Getting this error when running a job on ray on k8s. Job runs for ~7 hours and it’s close to completion and decides to puke out. Any ideas what’s going on?
Also can anyone provide where the python-core-worker logs are stored?
ray.exceptions.WorkerCrashedError: The worker died unexpectedly while executing this task. Check python-core-worker-*.log files for more information.
Hi, sorry to hear that You can check /tmp/ray/ for the log files, in particular /tmp/ray/session-latest/ for the logs from the most recent session. More details here: Logging — Ray v2.0.0.dev0
We are running Ray with k8s.
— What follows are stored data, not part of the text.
PR #11112, opened 2021-01-06
Correct path to silence.mp3

### LINKED ISSUE #11057: BBB2.3-Dev Multiple HTML5 Process
As new feature added to BBB 2.3-Dev Alpha 3 for HTML5 multiple process, this feature have some issues.
When you set number of HTML5 process more than 1 process in the apply-config.sh (setNumberOfHTML5Processes 2), first you need to restart manually the bbb-html5 service by systemctl restart bbb-html5.service. So with bbb-conf --restart, it'll not applied to it. Another issue is about the console error that show 404 not found for silence.mp3. As the URL is not correct and I think one slash (/) missed between the resources and the process number. Check below:
https://bbb.example.com/html5client/2resources/sounds/silence.mp3

**To Reproduce**
1. Go to apply-config.sh
2. Change the value of setNumberOfHTML5Processes 2
3. Save the file and run bbb-conf --restart
4. If with bbb-conf --restart not applied, try to run systemctl restart bbb-html5.service
5. Then create a new session and join into the session
6. Check the browser console and you'll find the 404 not found error

**Expected behavior**
1- After changing setNumberOfHTML5Processes in apply-config.sh, it should applied with bbb-conf --restart
2- Should find the silence.mp3 file and have slash (/) in the URL after node number

**Actual behavior**
1- Not applied after running bbb-conf --restart
2- Missed the slash (/) after node number in the URL

**Screenshots**
https://gofile.io/d/ibU5Ln

BigBlueButton Server 2.3 Alpha 3

 - OS: Windows 10
 - Browser Chrome, FireFox and Edge
 - Version 87.0.4280.88 (Official Build) (64-bit)

antobinary:
Fixes #11057

before: `https://bbb.example.com/html5client/2resources/sounds/silence.mp3`
after:    `https://bbb.example.com/html5client/2/resources/sounds/silence.mp3`
Thanks @Rahimimojtaba for reporting!

### DIFF
--- a/bigbluebutton-html5/imports/ui/services/audio-manager/index.js
+++ b/bigbluebutton-html5/imports/ui/services/audio-manager/index.js
@@ -429,7 +429,7 @@ class AudioManager {
     // Play bogus silent audio to try to circumvent autoplay policy on Safari
     if (!audio.src) {
       audio.src = `${Meteor.settings.public.app.cdn
-      + Meteor.settings.public.app.basename + Meteor.settings.public.app.instanceId}` + 'resources/sounds/silence.mp3';
+      + Meteor.settings.public.app.basename + Meteor.settings.public.app.instanceId}` + '/resources/sounds/silence.mp3';
     }
 
     audio.play().catch((e) => {


prlanzarin:
Unrelated but related: `// Play bogus silent audio to try to circumvent autoplay policy on Safari`.

I had forgotten about this workaround.

It should be slated for removal. I suggest putting it behind a flag. toggling it off, measuring impact and then removing it (like we're doing with https://github.com/bigbluebutton/bigbluebutton/pull/10810).

AFAIK I addressed the auto play shenanigans in a way that shouldn't require this workaround anymore so it's worth trying to get rid of it.

Issue #11116, opened 2021-01-06
can not use Closed captions, no languages listed - 2.3 alpha 4/5


Jossef-767:
**Describe the bug**
can not use Closed captions, no languages listed 

**To Reproduce**
open Closed captions and try to select language

**Actual behavior**
![image](https://user-images.githubusercontent.com/2356928/103826549-b56fbe00-507f-11eb-9f78-af295d2b7727.png)

tested on https://test23.bigbluebutton.org/     - 2.3 alpha 5  and 4
Desktop (win10)
 - Browser Chrome

PR #11121, opened 2021-01-08
remove APP.port

hiroshisuga:
### What does this PR do?

Remove App.port which is not anymore present in setting.yml, after the commitment https://github.com/bigbluebutton/bigbluebutton/commit/f34826718de41b8c2ad939dfdae876c16e99c89a

### Motivation

BBB tries to connect to http://127.0.0.1:undefined, generating an error in my environment. I am not sure if it's a problem for BBB's functionality... Apologizes if I am doing something wrong.


hiroshisuga:
I thought this would close the issue #11116 , but it didn't. Let me retract this PR. Sorry for the confusion.

hiroshisuga:
I thought this would close the issue #11116 , but it didn't. Let me retract this PR. Sorry for the confusion.

hiroshisuga:
#11179 is the correct answer.

PR #11135, opened 2021-01-11
Guest feature revamp

pedrobmarin:
Brings the original guest feature back when bbb-web sets `authenticatedGuest=false`. Decided to sent this to 2.2 because it can only benefits from this changes. I apply myself to merge this branch with `develop` when needed.

**Authenticated user is something that does not apply for the regular use case of a bigbluebutton's meeting**. This work includes a simple way to disable it and remove a load of complexity from the guest feature:
 - `authenticatedGuest` property at bbb-web: when false, the only users that will need moderator approval to join the room are guests. A guest user is an user that have the `guest=true` parameter on his/her join URL.
 - multiple fixes for the waiting-users panel:
   - avatar style
   - vertical scroll
   - hide authenticated users options when `authenticatedGuest` is false
   - adjusts at header and width
- user's name labels configurable at `settings.yml`. Enables/disables:
  - mobile users identification
  - guest users identification
  - moderator users identification
- guests will be candidates for promotion/demotion when `authenticatedGuest` is false

TL;DR: When `authenticatedGuest` is set to false, guests will be just like regular users. The only difference is that they will need approval to join the room following the meeting's guest policy.

### DIFF
--- a/akka-bbb-apps/src/main/scala/org/bigbluebutton/core/apps/users/ChangeUserRoleCmdMsgHdlr.scala
+++ b/akka-bbb-apps/src/main/scala/org/bigbluebutton/core/apps/users/ChangeUserRoleCmdMsgHdlr.scala
@@ -28,8 +28,9 @@ trait ChangeUserRoleCmdMsgHdlr extends RightsManagementTrait {
         } yield {
           RegisteredUsers.updateUserRole(liveMeeting.registeredUsers, u, userRole)
         }
-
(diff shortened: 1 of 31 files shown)


pedrobmarin:
Is there anything missing here?

ffdixon:
Thanks Pedro.  We're moving onto development 2.3-dev and looking forward to getting it merged into that branch.

Issue #11056, opened 2020-12-20
Change locale BBB2.3-Dev Alpha 3


Rahimimojtaba:
I tested the BBB 2.3 alpha 2 and also alpha 3. Same problem in both version, when you change the fallbackLocale and overrideLocale value in settings.yml for html5 meteor bundle to one of the languages that have underscore (_) (ex. pl_PL) , the users couldn't join into the meeting and freeze on three dots.

**To Reproduce**
1. Go to settings.yml file of html5
2. On line 57 and 58, change it to pl_PL (or any other underscore locale(_) ex. fa_IR)
3. Save and restart BBB
4. Try to join into a session
5. Also check the  browser console while you are joining

**Expected behavior**
I should change the language of user interface while user join into meeting.

**Actual behavior**
Freese on three dots and user can't join into the meeting.

BigBlueButton Server 2.3-Dev Alpha 3

 - OS: Windows 10
 - Browser Chrome, FireFox and Edge
 - Version 87.0.4280.88 (Official Build) (64-bit)

cod3r0k:
Do you have any idea? @ffdixon, I checked it. He said right, but we can change language anymore during the session and this happened just in the joining situation

cod3r0k:
Dear @antobinary and @Rahimimojtaba , What should we do before the new release come?? Could you help me to use it for pl_PL ?

PR #11171, opened 2021-01-17
Fix fetch loop when override / fallback locales set with region

KDSBrowne:
### What does this PR do?
This PR cleans up the `IntlStartup`, fixing the fetch loop that was occurring when the `fallbackLocale` and `overrideLocale` are provided as a locale with a region (xx_XX). Users won't be stuck on the three loading dots when join a meeting.

It also fixes two memory leaks, one in the `LayoutManager` and the other in `ApplicationMenu`.
memleak_1
memleak_2

### Closes Issue(s)
#11056


KDSBrowne:
Just to provide some extra information about the overriding of the clients locales.
This can be done in 2 ways: 

1) via settings.yaml - when this is set the override happens on the server endpoint responsible for fetching the locale. This means the `intlStartup` never needs to know anything about an override locale, it just uses the `locale` passed to it when mounting.

2) passed parameter - when overriding via the passed parameter, the container for the `intlStartup` passes an override prop `overrideLocaleFromPassedParameter` which only needs to be enforced when mounting.

antobinary (approved):

PR #10359, opened 2020-08-31
Adds Presenter ability to select a random Viewer

KDSBrowne:
### What does this PR do?

This provides a way for the presenter to randomly select a viewer in the meeting, via the `+` button on the actions bar.

Presenter:
select-rand-user-option

selected-rand-user-modal(Presenter)

Selected Viewer:
selected-rand-user-modal(User)

PR #11175, opened 2021-01-19
Presenter selecting a random viewer

MaximKhlobystov:
### What does this PR do?

This PR is based on the PR #10359, which includes most of the code for this feature and the screenshots showing the new functionality. This adds the following feature: presenter is able to randomly pick a viewer (available on the actions bar).

Modifications made:
- fixed the bug associated with inability to find any viewers to select from.
- removed callbacks from the Mongo operations (update and clear), using try/catch instead.


antobinary (approved):
Tested locally.

Overall it looks good to me.
A few comments:
1. It will be good to ensure that if I press SelectAgain I get a new user. Maybe we can emit the userId of the selected user in the message to akka-apps to exclude it. I was testing with 2 viewers and had to press a few times for the selection to change
2. Disallow the SelectAgain button if there is only one eligible viewer to be selected
3. Perhaps we can notify others of who was selected randomly (system msg in chat / toast / ...) but this can wait for the moment.

bigbluebutton-html5/imports/ui/components/modal/random-user/container.jsx
```diff
@@ -0,0 +1,58 @@
...
+import Users from '/imports/api/users';
+import Auth from '/imports/ui/services/auth';
+import { withModalMounter } from '/imports/ui/components/modal/service';
+import { makeCall } from '/imports/ui/services/api';
+import RandomUserSelect from './component';
+
+const RandomUserSelectContainer = props => <RandomUserSelect {...props} />;
+
+export default withModalMounter(withTracker(({ mountModal }) => {
+  const viewerPool = Users.find({
```
antobinary, line 13: For this code, given that we only need the number of eligible viewers to pick from, we could use .find(..).count()

hiroshisuga:
Hi @antobinary ,
1. It will be good to ensure that if I press SelectAgain I get a new user. Maybe we can emit the userId of the selected user in the message to akka-apps to exclude it. I was testing with 2 viewers and had to press a few times for the selection to change

I prefer to keep the possibility of selecting the same one again. The presenter can "SelectAgain" if he dislike the duplicate.

2. Disallow the SelectAgain button if there is only one eligible viewer to be selected

As long as we allow choosing a viewer out of one viewer at least once, we may want to keep the "SelectAgain" button. There is a possibility that others join the meeting in the meanwhile.

3. Perhaps we can notify others of who was selected randomly (system msg in chat / toast / ...) but this can wait for the moment.

Totally agreed. I will do a PR.

PR #11186, opened 2021-01-20
Fixes crash when presenter is kicked

### LINKED ISSUE #11181: Presenter kicked causes presenters' client to crash
**Describe the bug**
When a moderator kicks (ejects) the user who is currently presenter, that user's UI crashes (blue screen, errors in the console - see attachment)

**To Reproduce**
1. Join a new meeting as moderator (you will automatically become the presenter)
2. Join the same meeting with a second moderator user
3. In the participants list select the presenter user, click and hit Remove User, then confirm

**Expected behavior**
The user who was removed should see the screen You have been removed from this meeting

**Actual behavior**
The user who was removed sees a crashed state of the client (see screenshot below)

**Screenshots**
Screenshot from 2021-01-19 15-47-06

**BBB version (optional):**
Example:
BigBlueButton Server 2.3-alpha4 (circa Jan 18, 2021)

ramonlsouza:
### What does this PR do?

Fixes crash on user's client when a presenter is kicked, by setting the moderator as the new presenter.

### Closes Issue(s)

Closes #11181

### DIFF
--- a/bigbluebutton-html5/imports/ui/components/actions-bar/service.js
+++ b/bigbluebutton-html5/imports/ui/components/actions-bar/service.js
@@ -23,11 +23,31 @@ const getUsersNotAssigned = filterBreakoutUsers(currentBreakoutUsers);
 
 const takePresenterRole = () => makeCall('assignPresenter', Auth.userID);
 
+const amIPresenter = () => {
+  const currentUser = Users.findOne({ userId: Auth.userID },
+    { fields: { presenter: 1 } });
+
+  if(!currentUser){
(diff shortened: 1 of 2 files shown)


daminebenq:
Tested in dev environment and works well ! couldn't reproduce the issue #11181

antobinary (changes requested):
We'll try to have akka-apps decide on who the next presenter will be. Until we receive the info the client needs to be "OK" not having a current presenter

antobinary (approved):

Issue #11169, opened 2021-01-17
Multiuser whiteboard cursor position update overloads server


basisbit:
**Describe the bug**
Roughly once every 1/30 second, the user's mouse cursor position gets processed by the whiteboard handling code.
[Up to every 1/15th second](https://github.com/bigbluebutton/bigbluebutton/blob/v2.2.x-release/bigbluebutton-html5/imports/api/annotations/server/handlers/whiteboardSend.js#L8), an update of the cursor position is sent to the server over the websocket port, where it then gets processed by the single-threaded NodeJS/Meteor app, which uses expensive events to publish position updates to the various clients.

This works okay under light server load with few users, but if you have for example two classes of 30 students moving their mouse cursors over the whiteboard surface and both classes have multiuser whiteboard enabled and then the students draw stuff, well, that is a whopping 1000 updates per second hitting the NodeJS process over the websocket connections. Each of those messages gets a response from the server, and then the updates also get aggregated (I hope so) and then pushed to the 60 clients again using the websocket connections.

**Expected behavior**
Multiuser-whiteboard updates should be sent much less frequently, or the frequency should depend on NodeJS process load. Maybe the NodeJS server could add a rate-limit number as part of the websocket message response, s the client know how long to wait at least before sending the next whiteboard update?

**Actual behavior**
On a typical decent BBB server under load with 450 connected users, everything works well, until a few classes decide to use the multiuser-whiteboard, and suddenly the server is not usable any more, clients drop out after 15 or 30 seconds and you just made 450 people not like BigBlueButton any more.

**Screenshots**
![image](https://user-images.githubusercontent.com/10870269/104832854-a1546980-5894-11eb-9ee6-4598a2034763.png)
![image](https://user-images.githubusercontent.com/10870269/104832880-e8425f00-5894-11eb-9632-ce86277375c5.png)

**BBB version (optional):**
BigBlueButton Server 2.2.31

basisbit:
fyi @jfsiebel

basisbit:
Alternatively, just changing the position update interval for the multiuser whiteboard might be a good compromise.

Jossef-767:
This is a critical issue for me too, will be very helpful to have an option for admin to disable Multi User whiteboard for a specific room, manually, or automatically after N number of users in a room. 
Also if #10283 will be Merged, it can replace this option and allow only individual access to the whiteboard.

basisbit:
[...]

PR #11187, opened 2021-01-20
Configurable annotation and cursor interval

jfsiebel:
### What does this PR do?

Add configurable process interval for cursor and annotations queue.

### Motivation

#11169

### DIFF
--- a/bigbluebutton-html5/imports/api/annotations/server/handlers/whiteboardSend.js
+++ b/bigbluebutton-html5/imports/api/annotations/server/handlers/whiteboardSend.js
@@ -5,12 +5,14 @@ import Metrics from '/imports/startup/server/metrics';
 
 const { queueMetrics } = Meteor.settings.private.redis.metrics;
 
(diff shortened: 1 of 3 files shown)


antobinary (approved):

basisbit:
Please change the defaults to something sane. Sending an updated cursor position to the server every 40ms / 25 times per second is not a sane default for a web application with many hundreds of users per servers.

basisbit:
Also, it would have been nice to actually have a good scalable solution for this problem instead of just a hack. making the value configurable and thus requiring admins to understand the problem so they can set a different default is a hack. A solution could have been to send a new throttle rate form the server to the client as part of the cursor update response - this could be dependent on flow rate of the last few seconds on the server. An alternative solution could have been to use different throttle values depending on if single-user whiteboard or multi-user-whiteboard was used.

antobinary:
Smarter cap implementation request: #11342

PR #11199, opened 2021-01-21
Throttle user typing indicator function

jfsiebel:
### What does this PR do?

Add a throttle to `startUserTyping` function in order to reduce the number of messages sent to akka-apps.

### DIFF
--- a/bigbluebutton-html5/imports/ui/components/chat/message-form/container.jsx
+++ b/bigbluebutton-html5/imports/ui/components/chat/message-form/container.jsx
@@ -1,5 +1,6 @@
 import React, { PureComponent } from 'react';
 import { withTracker } from 'meteor/react-meteor-data';
+import _ from 'lodash';
 import { makeCall } from '/imports/ui/services/api';
 import ChatForm from './component';
 import ChatService from '../service';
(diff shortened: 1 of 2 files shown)


bigbluebutton-html5/imports/ui/components/chat/message-form/container.jsx
```diff
@@ -25,7 +26,7 @@ export default withTracker(() => {
   const stopUserTyping = () => makeCall('stopUserTyping');
 
   return {
-    startUserTyping,
+    startUserTyping: _.throttle(startUserTyping, 2000),
```
prlanzarin, line 29: Wouldn't it make sense to make the throttle wait time configurable like it was done with cursor and annotation?

jfsiebel: IMO this is a value that we'll don't need to tweak, also the start/stop typing feature uses another wait time in server. If we leave this one to be configurable, we'll need the other value to be configurable [too](https://github.com/bigbluebutton/bigbluebutton/blob/develop/bigbluebutton-html5/imports/api/group-chat-msg/server/modifiers/startTyping.js#L7), and maybe some  misconfiguration could cause a unexpected behavior of this feature.

antobinary (approved):

Issue #4873, opened 2017-12-30
Disable microphone AutoGainControl


mikhailnov:
On different OSes with different hardware (microphones) from time to time Chromium's and probably Firefox's) feature of autoadjusting the microphone input level goes crazy and makes good sound impossible.
I do not understand why, but Chromium developers do not want to make an option to disable this
https://bugs.chromium.org/p/chromium/issues/detail?id=792391
https://bugs.chromium.org/p/chromium/issues/detail?id=376796
https://bugs.chromium.org/p/chromium/issues/detail?id=435112
So it would be very useful to make a setting in BBB client to disable Auto Gain Control (Chromium's API allows this)...
In general, the speaker does not move away from the microphone or closer to it, I'm not sure that AutoGainControl is more useful than useless.

https://testing.googleblog.com/2015/10/audio-testing-automatic-gain-control.html

https://stackoverflow.com/questions/26485049/how-can-i-disable-automatic-gain-control-agc-in-webrtc-web-apps-such-as-google

mikhailnov:
Oh, I already reported a similar isue about a year and a half ago (have just googled it): https://github.com/bigbluebutton/bigbluebutton/issues/3086

ffdixon:
Thanks for pointing this out.  

As we're moving towards a delivery of the HTML5 client, which doesn't have any audio except WebRTC, we'll look at adding this option if the user is running BigBlueButton Linux machine.

No promises on the delivery of this feature, but we definitely see the need of it.

mikhailnov:
I is not specific for Linux. My occur on Windows as well.

IAmMukeshKumar:
Hi @ffdixon ,

I want to set Listen only option. I don't want show this dialogue.
![image](https://user-images.githubusercontent.com/13366065/64904805-bfccb280-d6ec-11e9-81a9-1b8382cec2dc.png)

capilkey:
@IAmMukeshKumar Please don't post on unrelated issues. What you posted also isn't an issue and should be directed to the setup mailing list, https://groups.google.com/forum/#!forum/bigbluebutton-setup

mikhailnov:
I have accidently found out thay AGC may be disabled in Firefox:
media.getusermedia.aec_enabled (Acoustic Echo Cancellation)
media.getusermedia.agc_enabled (Automatic Gain Control)
media.getusermedia.noise_enabled (Noise suppression)
[...]

PR #11206, opened 2021-01-22
Add setting for enabling/disabling microphone audio filters

mariogasparoni:
screen

As explained in #11143, disabling audio filters is desired in some scenarios.
This basically adds an option for user to disable default constraints.
When user doesn't change this value in Settings > Application, the default
value for each audio constraints is retrieved from settings.yml.
When user changes this value in Settings > Application, audio
filters (AGC, Noise Supression and Echo Cancellation) are all set to
true/false, according to the value selected in the Settings GUI.

To start it simple, we decided to not to add a different setting in the GUI for
each audio contraint. This may be added in the future, though (perhaps in a
dedicated Audio Settings tab)
This is related to #4873

### DIFF
--- a/bigbluebutton-html5/imports/api/audio/client/bridge/sip.js
+++ b/bigbluebutton-html5/imports/api/audio/client/bridge/sip.js
@@ -17,6 +17,7 @@ import { Tracker } from 'meteor/tracker';
 import VoiceCallStates from '/imports/api/voice-call-states';
 import CallStateOptions from '/imports/api/voice-call-states/utils/callStates';
 import Auth from '/imports/ui/services/auth';
+import Settings from '/imports/ui/services/settings';
 
 const MEDIA = Meteor.settings.public.media;
 const MEDIA_TAG = MEDIA.mediaTag;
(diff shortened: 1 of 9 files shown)


hostbbb:
Neat being added to the client,  so when you change in the client, does it require a reconnection of audio and getusermedia constraints, or can it just be toggled on/off at browser?

hostbbb:
assume this may make it to 2.2.32 :)

prlanzarin:
No need of a reconnection.
If it's Chrome, it's a gUM+replaceTrack under the hood (no renegotiation needed, but may rarely throw a gUM prompt).
If it's FF, Safari, it's an applyConstraints (no renegotiation needed, seamless).

hostbbb:
One note here....   letting any user turn off their echo cancellation will destroy the quality of meetings when they are not using headphone.   What is the use case for turning reverb from speakers to not appear in mics.

noise and agc toggle not an issue.

Senario,  a user turns them off in class now everyone heres echo.  Teacher needs to take time to find offender, and mute them.

prlanzarin:
I believe (not certain) the use case is cascading filters borking one another (ie a Poly desk mic with aggressive hw audio filters coupled with the default client filters generating muffled and/or bad audio).

> Senario, a user turns them off in class now everyone heres echo. Teacher needs to take time to find offender, and mute them.

Valid concern.

hostbbb:
yes, the polycom speaker phone, might have built in echo cancellation

mikhailnov:
Wow! Very useful! Thanks!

We can’t access the logs files on the pod because it fails so we get error: cannot exec into a container in a completed pod; current phase is Failed
We do see the logs to stdout using kubectl logs though, here’s the full traceback
Traceback (most recent call last):
File "main.py", line 193, in <module>
results = ray.get(futures)
File "/usr/local/lib/python3.7/site-packages/ray/_private/client_mode_hook.py", line 46, in wrapper
return getattr(ray, func.__name__)(*args, **kwargs)
File "/usr/local/lib/python3.7/site-packages/ray/util/client/api.py", line 35, in get
return self.worker.get(vals, timeout=timeout)
File "/usr/local/lib/python3.7/site-packages/ray/util/client/worker.py", line 196, in get
res = self._get(obj_ref, op_timeout)
File "/usr/local/lib/python3.7/site-packages/ray/util/client/worker.py", line 219, in _get
raise err
ray.exceptions.WorkerCrashedError: The worker died unexpectedly while executing this task. Check python-core-worker-*.log files for more information.
A worker died or was killed while executing task c4280fb54ad6b274ffffffffffffffffffffffff05000000.
Ah, yeah, we do more or less the same to collect logs internally at Anyscale.
For anyone else who lands here:
The key thing to know is that Ray logs live in /tmp/ray/session_latest/logs in the Ray container.
Lofg processing tools like promtail/Loki can be used to scrape and export these logs.
The docs for the upcoming Ray 2.0.0 will have some guidance on this.